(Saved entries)
***

PR #800, opened 2018-08-02
XWIKI-15474: Toggles aren't saved in the UI when changing the page of the Filters

atallahade:
### Issue

https://jira.xwiki.org/browse/XWIKI-15474

### Changes

* Cache livetable row elements.

### Result

*Before:*
fix-livetable-cache-before

*After:*
fix-livetable-cache-after

### DIFF
--- a/xwiki-platform-core/xwiki-platform-web/src/main/webapp/resources/js/xwiki/table/livetable.js
+++ b/xwiki-platform-core/xwiki-platform-web/src/main/webapp/resources/js/xwiki/table/livetable.js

***

◆ Exercise directions
Your task is to write out the lines from the one with "livetable row elements." through the end of the records, exactly and with nothing added.

◆ Exercise answer
* Cache livetable row elements.

### Result

*Before:*
fix-livetable-cache-before

*After:*
fix-livetable-cache-after

### DIFF
--- a/xwiki-platform-core/xwiki-platform-web/src/main/webapp/resources/js/xwiki/table/livetable.js
+++ b/xwiki-platform-core/xwiki-platform-web/src/main/webapp/resources/js/xwiki/table/livetable.js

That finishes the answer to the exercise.